Announcement

Collapse
No announcement yet.

De Novo Assembly of a transcriptome

Collapse
X
 
  • Filter
  • Time
  • Show
Clear All
new posts

  • #16
    From section 4.2 and 4.3 of the new CLC white paper, it appears that the old CLC assembler made slightly longer contigs (unpaired max CLC69kbp vs VEL60kbp, N50 CLC23kbp vs VEL16kbp) at the expensive of more incorrect ones (CLC: 36 wrong, VEL :1 wrong). The newer one leans too far the other way. Who knows what velvet parameters were used - probably the ones that most closely matched the total CLC assembly size.
    http://www.clcbio.com/files/whitepap...C_NGS_Cell.pdf

    I'm not so sure there is a free lunch here.

    Marta, what cvCut and expCov parameters did you use in your Velvet assemblies? The cvCut parameter has a huge effect on N50, assembly size, and read usage.
    Last edited by Zigster; 12-16-2009, 08:16 PM.
    --
    Jeremy Leipzig
    Bioinformatics Programmer
    --
    My blog
    Twitter

    Comment


    • #17
      The experiment CLC did for this white paper does not reflect the actual performance of the CLC assembler. I think the assembler is much better than what the paper claims.
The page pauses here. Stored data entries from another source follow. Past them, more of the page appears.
PR #730, opened 2017-06-19
Fix bug in LocalCopyPropagation pass in midend

ksubramanianBarefoot:
Note: This PR is addressing the same bug as #716 with the required changes to code and the test outputs (I added other commits in that PR by mistake, so created a new one with only my commits).  

The LocalCopyPropagation pass in midend checks and removes assignment statements of the form:
`modify_field(metadata.port, metadata.port)`
However, these statements were not removed in practice because the check was comparing the IR nodes (which were different for the same variable), and thus, none of the no-op assignment statements were eliminated. This PR fixes that bug by adding an function to check equivalence of two IR::Expression objects for 1) Variables 2) Array references 3) Packet header/metadata fields (struct). 

This PR changes the testdata outputs because some of the sample programs have assignments of the form a=a which can be safely removed.

### DIFF
--- a/midend/local_copyprop.cpp
+++ b/midend/local_copyprop.cpp
@@ -65,8 +65,14 @@ class DoLocalCopyPropagation::ElimDead : public Transform {
         if (s->ifTrue == nullptr) {
             /* can't leave ifTrue == nullptr, as that will fail validation -- fold away
              * the if statement as needed */
-            if (s->ifFalse == nullptr)
-                return nullptr;
+            if (s->ifFalse == nullptr) {
+                if (!hasSideEffects(s->condition)) {
+                    return nullptr;
+                } else {
+                    s->ifTrue = new IR::EmptyStatement();
+                    return s;
+                }
+            }
             s->ifTrue = s->ifFalse;
             s->ifFalse = nullptr;
             s->condition = new IR::LNot(s->condition); }
@@ -204,8 +210,34 @@ IR::AssignmentStatement *DoLocalCopyPropagation::preorder(IR::AssignmentStatemen
     return postorder(as);
 }
 
+/* Function to check if left and right side of
+ * assignment statement are equivalent.
+ * FIXME -- This function is temporary, proper deep comparison may be required */
+bool DoLocalCopyPropagation::equiv(const IR::Expression *left, const IR::Expression *right) {
+    // Compare names of variables (at this pass, all names are unique)
+    auto l1 = left->to<IR::PathExpression>();
+    auto r1 = right->to<IR::PathExpression>();
+    if (l1 && r1) {
+        return l1->path->name == r1->path->name;
+    }
+    // Compare references to arrays with indices
+    auto l2 = left->to<IR::Operation_Binary>();
+    auto r2 = right->to<IR::Operation_Binary>();
+    if (l2 && r2) {
+        return equiv(l2->left, r2->left) && equiv(l2->right, r2->right);
+    }
+    // Compare packet header/metadata fields
+    auto l3 = left->to<IR::Member>();
+    auto r3 = right->to<IR::Member>();
+    if (l3 && r3) {
+        return l3->member == r3->member && equiv(l3->expr, r3->expr);
+    } else {
+        return false;
+    }
+}
+
 IR::AssignmentStatement *DoLocalCopyPropagation::postorder(IR::AssignmentStatement *as) {
-    if (as->left == as->right) {   // FIXME -- need deep equals here?
+    if (equiv(as->left, as->right)) {
         LOG3("  removing noop assignment " << *as);
         return nullptr; }
     if (!working) return as;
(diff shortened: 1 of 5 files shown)


midend/local_copyprop.cpp
```diff
@@ -204,8 +210,34 @@ IR::AssignmentStatement *DoLocalCopyPropagation::preorder(IR::AssignmentStatemen
...
 
+/* Function to check if left and right side of
+ * assignment statement are equivalent.
+ * FIXME -- This function is temporary, proper deep comparison may be required */
+bool DoLocalCopyPropagation::equiv(const IR::Expression *left, const IR::Expression *right) {
+    // Compare names of variables (at this pass, all names are unique)
+    auto l1 = left->to<IR::PathExpression>();
+    auto r1 = right->to<IR::PathExpression>();
+    if (l1 && r1) {
+        return l1->path->name == r1->path->name;
```
mbudiu-vmw: `&& l1->path->isAbsolute == r1->path->isAbsolute`

midend/local_copyprop.cpp
```diff
@@ -204,8 +210,34 @@ IR::AssignmentStatement *DoLocalCopyPropagation::preorder(IR::AssignmentStatemen
...
+    }
+    // Compare references to arrays with indices
+    auto l2 = left->to<IR::Operation_Binary>();
+    auto r2 = right->to<IR::Operation_Binary>();
+    if (l2 && r2) {
+        return equiv(l2->left, r2->left) && equiv(l2->right, r2->right);
```
mbudiu-vmw: Shouldn't these also have the same operation?

midend/local_copyprop.cpp
```diff
@@ -204,8 +210,34 @@ IR::AssignmentStatement *DoLocalCopyPropagation::preorder(IR::AssignmentStatemen
...
+    }
+    // Compare packet header/metadata fields
+    auto l3 = left->to<IR::Member>();
+    auto r3 = right->to<IR::Member>();
+    if (l3 && r3) {
+        return l3->member == r3->member && equiv(l3->expr, r3->expr);
+    } else {
+        return false;
```
mbudiu-vmw: There are other kinds of expressions too, e.g., unary.

midend/local_copyprop.cpp
ChrisDodd: I think this is safe solely because the only `Operation_Binary` that could appear here (lhs of assignment) is `IR::ArrayIndex`.  For generality, should add `&& typeid(*l2) == typeid(*r2)`

midend/local_copyprop.cpp
```diff
@@ -228,6 +260,26 @@ IR::AssignmentStatement *DoLocalCopyPropagation::postorder(IR::AssignmentStateme
     return as;
 }
 
+IR::IfStatement *DoLocalCopyPropagation::postorder(IR::IfStatement *s) {
```
ChrisDodd: I would expect the immediately following call to `ElimDead` to do this?  Are there cases where it does not?

ksubramanianBarefoot: Yes, for `p4_16_samples/hit_ebpf.p4`, the compiler throws a bug of the if statement will a null `IfTrue` expression. The `IfStatement` is validated before the `ElimDead` is called on this object, which results in the compiler exiting with a bug.

midend/local_copyprop.cpp
ksubramanianBarefoot: Could any other `Operation_Unary` other than `IR::Member` appear on the LHS of an assignment?

mbudiu-vmw: The computation of the array index can be an arbitrary expression.

mbudiu-vmw: But you should check whether the side effect pass removes this case. Maybe it cannot happen anymore.

mbudiu-vmw: But you should check whether the side effect pass removes this case. Maybe it cannot happen anymore.

ChrisDodd: The way it's currently set up, expressions with side effectes (MethodCalls -- that's the only kind we have) will always compare as non-equiv, so that shouldn't be an issue here even if side effects didn't first remove them.  I'm not concerned with this `equiv` method getting all cases that are equivalent correct as long as it doesn't incorrectly decide non-equivalent things are equivalent (false negatives are ok, false positives are not).

ksubramanianBarefoot:
Added a more comprehensive equivalence check. `equiv` can check indices of array expressions: for e.g., `arr[x+1] = arr[x+1]`. While `equiv` still does not cover all cases, it will not report any false positives.

midend/local_copyprop.cpp
```diff
@@ -210,32 +210,61 @@ IR::AssignmentStatement *DoLocalCopyPropagation::preorder(IR::AssignmentStatemen
...
+        return ml->member == mr->member && equiv(ml->expr, mr->expr);
+    }
+    // Compare unary operations (can be used inside array indices)
+    auto ul = left->to<IR::Operation_Unary>();
+    auto ur = right->to<IR::Operation_Unary>();
+    if (ul && ur) {
+        return equiv(ul->expr, ur->expr) &&
+        typeid(*ul) == typeid(*ur);
+    }
+    // Compare literals (strings, booleans and integers)
```
ChrisDodd: You could eliminate the need for all these 'leaf' checks by a single check at the top:

    if (*left == *right) return true;

ksubramanianBarefoot: I tried this, but it could not detect `stack[2] = stack[2]`. The definition of == operator for `IR::Expression` is: 

`return typeid(*this) == typeid(a)
        && type == a.type;`

Would this detect equivalence?

mbudiu-vmw: This can handle only "leaf" cases of the recursion, in particular, all Literals would be covered.

ksubramanianBarefoot: `if (*left->to<IR::Node>() == *right)` does not work either, the definition of `==` for `IR::Node` is: 

`return typeid(*this) == typeid(a);`

ChrisDodd: Its virtual, so it does dynamic dispatch based on the dynamic type of *left. That should work without the explicit cast as well (all the operator== functions are virtual) but it doesn't in all cases?

ChrisDodd: Looking at the gtest tests, it is testing for simple `*e1 == *e2` comparison where e1 and e1 are both Expression *, so it should work without the cast.   So ignore my suggestion to use the cast -- it is not needed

      I use CLC Genomics WorkBench on Windows with 32GB RAM. A few days ago I started to test the latest (beta) version of the assembler for Workbench. It performs much better than the older one. My input is 92.5 Million of transcriptome single reads that are up to 85 nt long (IGA, filtered fasta).

      About Velvet - my understanding that there is not much sense in changing expCov for transcriptome reads. We work with normalized mRNA libraries, but still the coverage between different transcrips varies a lot. About cvCut you need to contact alex_kozik (he is a member here). He is the one who ran all Velvet assemblies on the same set.

      Comment


      • #18
        Originally posted by Neil View Post
        Hi all,
        also, what software would you recommend for this?
        hope someone can help
        best regards
        neil
        Hi Neil,
        I would recommend our new software Oases see the thread Oases: De novo transcriptome assembly of very short reads or http://www.ebi.ac.uk/~zerbino/oases/.
        The software is designed to cope with alternative splicing and repetitive regions that normally break up contigs (for example if genome assemblers are used). Oases can produce full length transcripts if the coverage allows it and does also support/exploit paired-end information. And yes, paired-end information does improve the results. Oases already supports longer reads (e.g. 75 bp) that are produced by the current technologies.

        Bests,
        Marcel

        Comment


        • #19
          How are people evaluating their transcriptome assemblies? The standard N50 assessment can't be that useful, as the goal here isn't exactly to generate a tiny set of huge contigs...?

          Comment


          • #20
            Interesting question, Blackgore! Without a reference/gene model/ESTs, how to evaluate a de novo transcriptome assembly?

            Originally posted by Marta View Post
            Since we assembled correctly the longest genes in plants including BIG (>15 kb) we believe the approach works.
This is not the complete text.